Quantization (e.g. 8-/4-bit)	More requests per GPU and lower memory, at a small quality cost.
Token caps & summarization	Bounding context and output length directly bounds cost per turn.

On latency, the metric users feel is TTFT (driven by queue wait + prefill), and after that inter-token latency (decode speed). You improve TTFT by keeping queues short (autoscale GPU pools, shed load to smaller models under pressure) and by prefix-caching long shared prompts so prefill is cheaper. Streaming hides total latency: as long as words start flowing in ~1s and keep coming faster than the user reads, a 6-second answer feels fine.

Step 11 — Bottlenecks and Tradeoffs

Close by naming where this design strains and what you'd trade — interviewers reward this more than another box on the diagram.

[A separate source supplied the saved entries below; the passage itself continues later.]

PR #17, opened 2026-09-10
fix(website): the site's own links stop bouncing through /orbiters

fiorelorenzo:
## What this changes

Nothing in the suite resolved an `<a href>` against what the site actually serves, and three internal links pointed at `/orbiters`, which nginx 301s to `/` since the community page took the front door on 2026-09-09: the landing's footer ("Orbiters", `index.html:237`), and two sentences in `privacy.html` ("joinorbiters.com" at `:44`, and the pixel-disclosure paragraph naming the page at `:87`). None of them 404, so nothing noticed; they still worked, just through a hop the site's own markup has no reason to take.

The footer link and the privacy.html domain mention now point straight at `/`. The pixel-disclosure paragraph named the wrong page for the second half of "the two pages an ad can land on": `/orbiters` is a redirect with no page left behind it, so the sentence now names and links `/pigrocrm`, the actual second page `pixel.test.ts`'s `MEASURED` list carries (`index.html`, served at `/pigrocrm`, and `orbiters.html`, served at `/`).

Adds `src/links.test.ts`, which walks every `<a href>` on the four built pages and resolves it against `path-map-plugin.ts`'s `route()`, the same function the dev and preview servers run on every request. A path the map 404s is a failure, and so is a link that only works by resolving through `REDIRECTS`, which is exactly what these three did: `REDIRECTS` exists for a bookmark or an inbound link this site does not control, never for markup this build produces itself. External links are checked for shape and host, never fetched; the file's header comment says why, including how it treats the GitHub link in `index.html` that happens to point back into this repository (the class of bug behind ORB-65's now-fixed dead `#installazione` anchor).

## How I verified it

`pnpm --filter website test`, before the fix, on the unmodified pages: exactly the three failures the issue names, all tripping the same rule:

```
FAIL  links.test.ts > index.html > links only to what the site actually serves
  - []
  + ["/orbiters is a redirect to /; link to / directly instead of through the redirect"]

FAIL  links.test.ts > privacy.html > links only to what the site actually serves
  - []
  + ["/orbiters is a redirect to /; link to / directly instead of through the redirect",
  +  "/orbiters is a redirect to /; link to / directly instead of through the redirect"]

Test Files  1 failed (1)
     Tests  2 failed | 4 passed (6)
```

After the fix, same command, same file: `Test Files 1 passed (1)`, `Tests 9 passed (9)` (the extra three cover the file-kind, query-string and non-mailto-scheme cases the independent review below caught).

Then the full suite, rebased onto `main` after both ORB-36 (#11) and ORB-88 (#13) merged: `pnpm --filter website test` (11 files, 199 tests, all green), `lint` (eslint, clean), `build` (vite), `exec tsc --noEmit` (clean), `test:e2e` (Playwright against `vite preview`, 49 passed), the `website-image` docker build (clean), and `orbiters-identity-scan .` (clean against 28 names, 4 paths allowed - added `links.test.ts` to the local allowlist, the same way `landing-pages.test.ts` already is, since both legitimately reference `humancraft.tech`). Everything `preflight --list` selected for this diff.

GPU capacity is the bottleneck and the budget. A traffic spike can't be absorbed by spinning up cheap boxes; GPUs are scarce and slow to provision. Mitigation: queue with backpressure, degrade to smaller models, and admission-control free users before paid ones.
Concurrency, not QPS, sizes the fleet. Long-lived streams mean each box/GPU holds requests for seconds; KV-cache memory caps concurrent streams per GPU.
Context window vs cost vs quality. More history/retrieved context can improve answers but costs more tokens and latency; summarization saves money but loses detail.
Quality is probabilistic. The same prompt can yield different or wrong answers, so you need evals, A/B testing of prompts/models, and feedback capture (thumbs up/down) as part of the system — not just uptime dashboards.
Multi-region is hard for GPUs. You want low TTFT globally, but GPU availability is regional and uneven; you often route to where capacity exists, trading a little latency for not failing.

takeaway

Strip away the LLM mystique and a chat assistant is a streaming front door over a scarce GPU pool. Get four things right and the rest follows: stream tokens (SSE), separate the stateless API tier from the GPU tier, rebuild context every turn within the window, and front inference with a gateway that does routing, token quotas, caching, and fallback. Everything else — batching, KV cache, moderation, cost levers — exists to serve those expensive tokens efficiently and safely.

🎯 interview hot-takes

Why is this different from a chat app? The response is generated token-by-token on a GPU — slow and costly — so you optimize for time-to-first-token and streaming, and the GPU tier dominates capacity and cost.
What transport for streaming? SSE — one-way server push over plain HTTP, simple and proxy-friendly. WebSocket only if you need rich bidirectional (voice/interrupts).
How does "memory" work? The model is stateless; you resend recent history (summarizing old turns) plus any retrieved facts each turn, within the context window.
What's the biggest throughput lever? Continuous batching on the GPU workers; concurrency is then capped by KV-cache memory, and TTFT by the prefill phase.
How do you control cost? Model tiering, prompt/semantic caching, prefix (KV) caching, quantization, token quotas, and summarizing long contexts.
How do you handle a capacity spike? Queue with backpressure and degrade to smaller models — turn a GPU shortage into slower service, not an outage; admission-control free users first.